Türk Dünyasında Müzik ve Resim Sanatları
Türk Dünyasında Müzik ve Resim Sanatları, (Tacigül Küntüz – Kırgız Ressam; Arif Azertürk – Azeri Müzisyen), 25 Aralık 2010.
Fahri SOLAK: Bugünkü programımızda “Türk Dünyasında Müzik ve Resim Sanatı” konusunu konuklarımızla birlikte ele alacağız. Açılışımızı Azerbaycan Türkü, müzisyen arkadaşımız Arif Azertürk’ün güzel canlı performansı ile yaptık. Arif Bey hoş geldiniz.
Arif AZERTÜRK: Hoş bulduk efendim.
F. S.: Elinize sağlık, teşekkür ediyoruz.
A. A.: Ben teşekkür ederim, sağ olun.
F. S.: Diğer konuğumuz bir Kırgız ressam.
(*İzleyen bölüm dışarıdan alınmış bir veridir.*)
PR #382, opened 2020-01-29
Fix flaky smoke-k8s test

czerwingithub:
Force retry of querying the agent's container's id if the API
server indicated the container is still not ready.  This would
result in the CRI determination failing and the K8s tests to
fail.

### DIFF
--- a/scalyr_agent/monitor_utils/k8s.py
+++ b/scalyr_agent/monitor_utils/k8s.py
@@ -1005,6 +1005,12 @@ class _CacheConfigState(object):
             self._lock.release()
 
 
+class AgentPodNotReadyException(Exception):
+    """Raised when the agent pod is not fully ready according to the K8s API server."""
+
+    pass
+
+
 class KubernetesCache(object):
     def __init__(
         self,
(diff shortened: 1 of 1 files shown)


scalyr_agent/monitor_utils/k8s.py
```diff
@@ -1106,15 +1113,33 @@ def _update_cluster_name(self, k8s):
...
         self._lock.acquire()
         try:
-            self._api_server_version = gitver
+            is_version_set = self._api_server_version is not None
+            last_check_time = self._last_api_server_version_update
         finally:
             self._lock.release()
 
+        # We only update if we haven't updated it in the last hour.
+        if is_version_set or current_time - last_check_time > 3600:
```
yanscalyr: Should it be `if not is_version_set` here?

czerwingithub: Argh, good catch.  This is why we need unit tests for this code.  The smoke test passes because this just results in us constantly resetting the version which does not impact correctness.

PR #384, opened 2020-01-30
Replace docker-py dependency with last version of docker.

ArthurKamalov:
docker.Client changed to docker.APIClient.
dependencies changed.


Kami:
Good catch :+1: 

I've actually encountered a similar issue here - https://github.com/scalyr/scalyr-agent-2/pull/377/files#diff-913fedaed3cb05fe362c0ceb35e2d827R16

My issue was related to two of the ``docker-py`` dependencies depending on a different and conflicting version of ``requests`` which would cause newer versions of ``pip install`` to fail.

ArthurKamalov:
@czerwingithub

I added `requests` with docker in `pip install` in `Dockerfile's` and in `dev-requirements.txt`, because docker installs its own version.

> @ArthurKamalov Have you done any testing for this? I guess the docker smoke test is probably enough?

Honestly, smoke tests and some unit tests are only things that we can rely on, and they pass. It seems like the basic API remains the same.

Do you think we should add more tests before upgrade this library?

czerwingithub:
@ArthurKamalov We already have requests `2.15.1` installed in the `third_party` directory.  I don't think we need to reinstall it using `pip`, do we?

ArthurKamalov:
@czerwingithub 
If we do not have already installed requests library it will be installed as a requirement for docker, and its version probably will not be the same as we use in the agent. I have tried to force pip to not install request as docker requirement, but pip does not support such a feature.

Kami:
I believe part of that^ is related to how we manage dependencies.

"Production" dependencies are bundled with the repo, and ``dev-requirements.txt`` is only used for development and testing. We need to make sure those are kept in sync for scenarios where bundled dependencies are not used.

One thing which is not clear to me is how ``docker-py`` dependency is installed on the host where the agent with docker monitor runs.

Do we require the end user to install that dependency manually? Or we assume it's already available in PYTHONPATH where the agent with docker monitor runs?

---

On that note, that's the reason why we special sandboxing and isolation model for "packs" in StackStorm world (think of a pack as a monitor or a set of related monitors).

In that model, every pack has a dedicated virtual environment which contains Python dependencies it relies on. That's important when user wants to run different packs on the same host - in such scenario it's highly likely that some packs will have conflicting versions of dependencies.

That's not necessary the problem we have right now, but something we should keep in mind for the future.

And on that note, that sandboxing model is not ideal either - it works well, but we don't share system packages in pack virtual environments which means directories with virtual environments can get large.

docker/Dockerfile.syslog
```diff
@@ -5,7 +5,7 @@ FROM python:2.7-slim as scalyr-dependencies
 MAINTAINER Scalyr Inc <support@scalyr.com>
 
 RUN apt-get update && apt-get install -y build-essential
-RUN pip --no-cache-dir install --root /tmp/dependencies ujson yappi docker-py==1.10.3
+RUN pip --no-cache-dir install --root /tmp/dependencies ujson yappi requests==2.15.1 docker==4.1.0
```
Kami: Eventually, to remove confusion, I think we should have multiple requirements.txt files:

- ``requirements.txt`` - file which contains dependencies the agent depends on which are not bundled with the agent directory. Think ujson, yappi, docker, etc. To be good citizen, we should also declare those in ``setup.py`` under requirements section. Granted, things get a bit more complicated with "optional" dependencies such as docker one which is only required when docker monitor is running...
- ``dev/test-requirements.txt`` - file which only contains dev / testing dependencies (right now we are mixing those and production one in the same file)

Those files should then also be used by those Dockerfiles.

czerwingithub:
@ArthurKamalov Ok, that makes to me now why you want to install `requests` how you are.  I'm fine with that approach.

@Kami The `docker-py` dependency is a new issue we are still trying to resolve.  Previously, we had bundled it and all of its dependencies into the `third_party` library.  However, just a few weeks ago, we decided we should remove it because, we thought, they only time it was needed was when folks were running the agent in docker mode.. in which case they were using our docker image.  Our docker image was changed to automatically install `docker-py` and its dependencies.

The benefit of this is it removed a whole ton of dependencies from `third_party` and we didn't need to worry about them in the Python 2 to 3 migration.

HOWEVER, we've gotten reports from customers indicating we made a bad assumption.  There are customers who run the docker monitor even though they aren't running the agent as a docker container (typically because they want to grab the stats and log files from the host, in addition to all logs runninger under docker.)  For those customers, we are telling them right now to manually install docker-py on their host systems... but if there are a lot of folks in this situation, we are going to have to revisit.  It's not an ideal solution for them.

Maybe we will go back to including all of `docker-py`'s dependencies in `third_party`.  Unfortunately, those have grown a fair bit.

czerwingithub:
@ArthurKamalov Just checking in on this PR to make sure it's still on your radar.  I think it still needs some work to address the right comments. If that's not the case, please just say so.

docker/Dockerfile.syslog
ArthurKamalov: Maybe I  should create separate task/PR for this?

ArthurKamalov:
I made small changes related to docker dependencies and requirements files.

- Created separate requirements file for all docker images. Now we need to modify only this file, and changes will affect all docker images.
- Created `extra-requirements` with all dependencies which may be needed in some cases, such as ujson, docker, in standalone mode.

czerwingithub:
@Kami @ArthurKamalov Right now it looks like we have `docker` declared in both `requirements.txt` and `extra_requirements.txt`.  What's the thinking behind having `docker` in the main `requirements.txt`?  I know this one is a bit weird since we are saying it is only needed when running the docker monitor.

Kami:
I'm fine with having multiple requirements.txt files. In fact, I also made a similar change in another PR.

Ideally, we could use something like Pipefile in the future (https://pipenv-fork.readthedocs.io/en/latest/basics.html), but in the mean time, multiple requirements.txt files should work.

We just need to make sure we organize and name them accordingly - right now it's a bit of a wild west  since we mix different type of dependencies together (aka test vs prod vs monitor dependencym etc.).

ArthurKamalov:
> Right now it looks like we have `docker` declared in both `requirements.txt` and `extra_requirements.txt`. What's the thinking behind having `docker` in the main `requirements.txt`? I know this one is a bit weird since we are saying it is only needed when running the docker monitor.

@czerwingithub 
Actually, the `requirements.txt`file is not the main, it is only for docker builds and it is located in `/docker` directory. The `extra-requirements.txt` is only one new file that was added to the project root and its purpose to help to install some additional stuff, like `ujson`, or `docker` for standalone versions.

PR #387, opened 2020-01-30
AGENT-331 Remove sleep from syslog_monitor test to make it less flaky.

ArthurKamalov:
Ticket: https://scalyr.myjetbrains.com/youtrack/issue/AGENT-331.


scalyr_agent/builtin_monitors/syslog_monitor.py
```diff
@@ -1380,7 +1380,7 @@ def _initialize(self):
         self.__server_list = self.__build_server_list(self._config.get("protocols"))
 
         # our disk logger and handler
-        self.__disk_logger = None
+        self._disk_logger = None
```
czerwingithub: Add a comment that we are making this protected for testing purposes.

czerwingithub:
@ArthurKamalov Let me know if you agree to the change to mock the `increment_lines` method.. I think it might be the better approach

scalyr_agent/tests/syslog_monitor_test.py
```diff
@@ -257,6 +259,22 @@ def test_config_port_too_high(self):
...
 
 
+class TestAutoFlushingRotatingFileHandler(AutoFlushingRotatingFileHandler):
+    """subclass of AutoFlushingRotatingFileHandler with overridden '_internal_flush'
+    to notify test thread that stream was flushed.
+    AutoFlushingRotatingFileHandler is inherited from old-style class in python2.6, that's why we can not use 'super'.
+    """
+
+    def __init__(self, *args, **kwargs):
+        AutoFlushingRotatingFileHandler.__init__(self, *args, **kwargs)
```
Kami: ``super(AutoFlushingRotatingFileHandler, self).__init__(..)`` is usually more robust  and preferred in case the inheritance hierarchy changes.

ArthurKamalov:
@czerwingithub 

> @ArthurKamalov Let me know if you agree to the change to mock the `increment_lines` method.. I think it might be the better approach

I agree with you. My approach has relied on internal implementation, this is not good. Thank you for pushing me in the right direction.

scalyr_agent/tests/syslog_monitor_test.py
ArthurKamalov: Unfortunately in python2.6 `AutoFlushingRotatingFileHandler` belongs to a class hierarchy that begins from an old-style class :( 
Sorry, I had to put this information in constructor docstring, not a class.

scalyr_agent/builtin_monitors/syslog_monitor.py
ArthurKamalov: Returned back the mangled version.

czerwingithub:
@ArthurKamalov I hit approve and then later remembered a point I had brought up.  I believe you want to set the autoflush delay for zero for the tests since there still could be a race condition between when the bytes actually hit the disk.

scalyr_agent/tests/syslog_monitor_test.py
```diff
@@ -315,45 +353,87 @@ def connect(self, socket, addr, max_tries=3):
 
         return connected
 
+    def wait_for_flush(self):
```
czerwingithub: Is this still used / valid?

czerwingithub:
@ArthurKamalov I think there's just one unaddressed comment left.  Let me know when this is ready for review again.

scalyr_agent/tests/syslog_monitor_test.py
ArthurKamalov: Removed, thank you for pointing out.

ArthurKamalov:
@czerwingithub
I've done as you said - set flush delay to zero. It still does flushing in a separate thread, but I hope that time delay is negligible and can't be a reason for the race condition.

Kami:
I've resolved merge conflict, fixed lint issues and merged this into master since I still saw this issue every now and then locally.

PR #390, opened 2020-02-03
[RFC] Correctly handle SIGINT (CTRL+C) when running in non-daemon / non-fork mode

Kami:
## Background

While testing some functionality using ``--no-fork`` mode, I noticed that CTRL+C aka ``SIGINT`` signal doesn't result in an expected behavior.

When running an application in foreground mode you would usually expect it to start the clean up process and exit when CTRL+C is used.

Right now that's not the case because the agent involves "write status file" handler on SIGINT.

This means you need to explicitly send the foreground process SIGKILL / SIGTERM signal to make it exit which, you could argue, kinda defeats the purposes of no fork / no daemon / foreground mode.

## Proposed Change

I believe that when running in foreground mode, CTRL+C should result in the program invoking the cleanup procedures and exiting.

This pull request implements that change.

---

Keep in mind that this change is not fully backward compatible since now when running in foreground mode, agent won't write status file on CTRL+C, but it will exit instead.

There are a couple of options here:

1) Do nothing
2) First write agent status file and then invoke termination handler + exit
3) Change which signal is used. In the past, for such use cases I used either ``SIGUSR1`` or ``SIGUSR2``

Keep in mind that this change is just a proposal.

If we indeed agree on it and go with either 1) or 3), this will likely also require changes in other places, at the very minimum the documentation will need to be updated.


czerwingithub:
There was some reason, back in the dawn of time, why I didn't use `SIGUSR1` for the status command.  It would have been nice if I had left that in comments.  Sigh.  I want to say it was because of some issue with old systems and Python 2.4.  I vaguely remember that.  But, doing a bit of Google searching didn't turn anything up.

Anyway, I would vote for #3.  I do want to reduce friction with development... and I don't think there is much risk if we change it over to `SIGUSR1`.  There will be a corner case during upgrades... when a user upgrades to the new version of the agent using `SIGUSR1`, they won't be able to run `status -v` (at least with success) until the agent process itself is restarted.  I think this is such a corner case we probably don't need to worry about it.  After all, the normal RPM and Debian install process handles restarting the agent for you.

Kami:
@czerwingithub I agree with you with 3) being the most reasonable.

I made that change in f71c00e8c4a54cc166e1a43cbd7f45237d917da0, but I still need to add some tests.

scalyr_agent/platform_posix.py
```diff
@@ -599,14 +600,50 @@ def start_agent_service(self, agent_run_method, quiet, fork=True):
         """
         self._log_init_debug("Starting agent %s" % scalyr_util.get_pid_tid())
 
+        logger = scalyr_logging.getLogger("scalyr_agent")
```
Kami: NOTE: I know other code uses ``_log_init()`` function to make sure log lines are correctly handled before initialize phase is finished, but I don't think there is a need to use that in the signal handlers.

Here we can use logger directly, because by the time signal handlers are set up and registered, initialization phase should already be finished.

Kami:
I've added some basic mocking based unit tests here - 214b8dc.

It's not 100% ideal since we don't test the actual handler functionality, but doing that would be more involved and until we don't have a good consistent story for end to end tests, I don't want to introduce code which may change or get obsolete in the very near future.

Once we come up with good and consistent patterns for handling end to end tests, I can add additional tests for this functionality in a future PR.

scalyr_agent/platform_posix.py
czerwingithub: I think that is fair.  Maybe just add a comment here to call that out?

Kami: Agreed, added in dda3ed8.

czerwingithub: Thanks.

Kırgız ressam diyorum ama Türkiye’de doğmuş büyümüş. Fakat köken itibarıyla Kırgızistanlı bir ressam konuğumuz var, Tacigül Kündüz. Siz de hoş geldiniz. Öncelikle teşekkür ediyorum programımıza geldiğiniz için.
Bu çaldığınız, dinlediğimiz enstrüman neydi, bundan başlamak istiyorum. İzleyicilerimizle paylaşabilir misiniz?
A. A.: Öncelikle programa davet ettiğiniz için teşekkür ederim.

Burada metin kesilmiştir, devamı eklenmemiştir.